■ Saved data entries
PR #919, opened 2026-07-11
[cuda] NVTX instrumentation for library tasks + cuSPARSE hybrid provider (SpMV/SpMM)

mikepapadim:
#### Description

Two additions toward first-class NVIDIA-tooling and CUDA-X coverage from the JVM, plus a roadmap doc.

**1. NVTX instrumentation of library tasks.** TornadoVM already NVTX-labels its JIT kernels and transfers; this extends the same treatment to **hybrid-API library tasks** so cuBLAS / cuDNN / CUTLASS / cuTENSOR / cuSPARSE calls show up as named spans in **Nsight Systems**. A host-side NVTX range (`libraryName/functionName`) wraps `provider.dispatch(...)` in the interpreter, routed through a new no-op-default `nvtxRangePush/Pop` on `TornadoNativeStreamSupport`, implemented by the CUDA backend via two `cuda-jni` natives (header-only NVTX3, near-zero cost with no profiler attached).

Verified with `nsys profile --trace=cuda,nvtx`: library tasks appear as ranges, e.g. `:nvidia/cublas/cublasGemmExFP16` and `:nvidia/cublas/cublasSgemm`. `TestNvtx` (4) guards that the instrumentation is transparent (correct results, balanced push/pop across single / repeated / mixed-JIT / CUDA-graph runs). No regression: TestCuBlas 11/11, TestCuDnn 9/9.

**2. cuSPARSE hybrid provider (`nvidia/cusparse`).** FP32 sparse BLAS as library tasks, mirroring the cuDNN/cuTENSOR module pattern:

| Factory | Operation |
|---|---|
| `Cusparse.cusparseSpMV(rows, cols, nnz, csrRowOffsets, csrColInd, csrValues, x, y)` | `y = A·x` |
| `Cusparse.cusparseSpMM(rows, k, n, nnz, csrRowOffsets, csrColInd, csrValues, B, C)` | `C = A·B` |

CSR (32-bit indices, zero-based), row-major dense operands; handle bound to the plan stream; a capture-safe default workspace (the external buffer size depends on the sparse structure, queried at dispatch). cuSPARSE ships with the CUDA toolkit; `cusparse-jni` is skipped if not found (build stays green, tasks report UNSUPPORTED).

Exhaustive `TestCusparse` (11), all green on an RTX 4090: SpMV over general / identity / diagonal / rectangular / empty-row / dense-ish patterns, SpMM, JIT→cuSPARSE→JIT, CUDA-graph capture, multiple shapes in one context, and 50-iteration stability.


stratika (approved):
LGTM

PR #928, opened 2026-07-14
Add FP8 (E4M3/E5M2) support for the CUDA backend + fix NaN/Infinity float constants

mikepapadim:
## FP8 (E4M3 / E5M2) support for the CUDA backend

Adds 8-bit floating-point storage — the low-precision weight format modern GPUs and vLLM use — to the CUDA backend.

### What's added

* * *

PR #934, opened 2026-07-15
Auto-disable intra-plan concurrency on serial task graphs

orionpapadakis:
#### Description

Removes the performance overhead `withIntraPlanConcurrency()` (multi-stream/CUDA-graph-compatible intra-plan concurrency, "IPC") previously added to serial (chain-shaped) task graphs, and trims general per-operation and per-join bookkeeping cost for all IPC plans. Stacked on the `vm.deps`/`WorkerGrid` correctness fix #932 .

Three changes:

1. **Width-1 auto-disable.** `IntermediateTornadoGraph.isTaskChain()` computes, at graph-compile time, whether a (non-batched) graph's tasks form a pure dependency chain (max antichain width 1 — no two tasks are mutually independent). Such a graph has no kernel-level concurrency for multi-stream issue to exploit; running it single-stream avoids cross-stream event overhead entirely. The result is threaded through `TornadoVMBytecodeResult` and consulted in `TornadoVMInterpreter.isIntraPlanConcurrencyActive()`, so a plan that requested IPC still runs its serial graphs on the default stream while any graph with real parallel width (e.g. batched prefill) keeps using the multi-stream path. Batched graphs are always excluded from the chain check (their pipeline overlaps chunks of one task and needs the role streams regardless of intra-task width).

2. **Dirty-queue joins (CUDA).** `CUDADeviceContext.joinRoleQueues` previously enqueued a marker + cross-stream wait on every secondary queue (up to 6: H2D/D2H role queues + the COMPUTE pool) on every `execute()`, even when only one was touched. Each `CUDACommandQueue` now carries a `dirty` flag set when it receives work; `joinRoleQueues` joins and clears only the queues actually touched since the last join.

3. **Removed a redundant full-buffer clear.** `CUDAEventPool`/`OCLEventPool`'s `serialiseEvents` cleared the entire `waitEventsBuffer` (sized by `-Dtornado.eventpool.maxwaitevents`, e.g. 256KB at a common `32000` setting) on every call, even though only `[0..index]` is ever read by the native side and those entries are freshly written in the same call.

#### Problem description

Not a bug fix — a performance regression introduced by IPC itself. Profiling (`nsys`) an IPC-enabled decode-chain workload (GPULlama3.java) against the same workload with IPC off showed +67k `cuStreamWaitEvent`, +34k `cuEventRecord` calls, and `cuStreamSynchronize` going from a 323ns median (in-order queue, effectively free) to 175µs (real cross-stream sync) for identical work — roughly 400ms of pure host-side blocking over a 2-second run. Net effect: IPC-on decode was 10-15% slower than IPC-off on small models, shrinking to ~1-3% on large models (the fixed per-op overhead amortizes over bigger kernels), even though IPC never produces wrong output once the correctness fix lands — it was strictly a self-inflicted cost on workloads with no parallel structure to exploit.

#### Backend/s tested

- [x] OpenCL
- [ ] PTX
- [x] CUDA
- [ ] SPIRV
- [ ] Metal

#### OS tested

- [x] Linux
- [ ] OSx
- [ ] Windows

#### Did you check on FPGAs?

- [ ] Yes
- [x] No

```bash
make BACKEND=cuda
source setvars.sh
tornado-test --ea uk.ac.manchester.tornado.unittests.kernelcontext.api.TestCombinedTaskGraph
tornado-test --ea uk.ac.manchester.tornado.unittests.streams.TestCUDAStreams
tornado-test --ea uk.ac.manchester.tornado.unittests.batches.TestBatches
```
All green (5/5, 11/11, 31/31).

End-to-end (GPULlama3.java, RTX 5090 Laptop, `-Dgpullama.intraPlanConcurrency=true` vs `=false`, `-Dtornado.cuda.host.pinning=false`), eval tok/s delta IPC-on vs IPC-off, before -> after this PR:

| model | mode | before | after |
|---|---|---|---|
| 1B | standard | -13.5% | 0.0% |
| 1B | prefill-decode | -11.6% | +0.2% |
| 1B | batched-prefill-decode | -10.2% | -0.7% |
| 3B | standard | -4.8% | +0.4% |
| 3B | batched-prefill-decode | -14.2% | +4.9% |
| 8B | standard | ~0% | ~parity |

---

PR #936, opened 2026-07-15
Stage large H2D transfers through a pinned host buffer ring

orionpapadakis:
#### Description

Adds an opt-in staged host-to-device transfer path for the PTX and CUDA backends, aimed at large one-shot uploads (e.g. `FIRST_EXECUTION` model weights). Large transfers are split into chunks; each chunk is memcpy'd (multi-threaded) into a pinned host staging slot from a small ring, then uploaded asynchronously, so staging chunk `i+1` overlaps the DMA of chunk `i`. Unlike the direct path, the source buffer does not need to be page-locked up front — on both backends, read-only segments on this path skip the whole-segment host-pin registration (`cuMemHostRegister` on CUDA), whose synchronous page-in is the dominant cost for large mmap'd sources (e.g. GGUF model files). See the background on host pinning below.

■ WORK INSTRUCTION
Take every line from the data above that holds "before" and copy it out.

■ ANSWER SPACE
End-to-end (GPULlama3.java, RTX 5090 Laptop, `-Dgpullama.intraPlanConcurrency=true` vs `=false`, `-Dtornado.cuda.host.pinning=false`), eval tok/s delta IPC-on vs IPC-off, before -> after this PR:
| model | mode | before | after |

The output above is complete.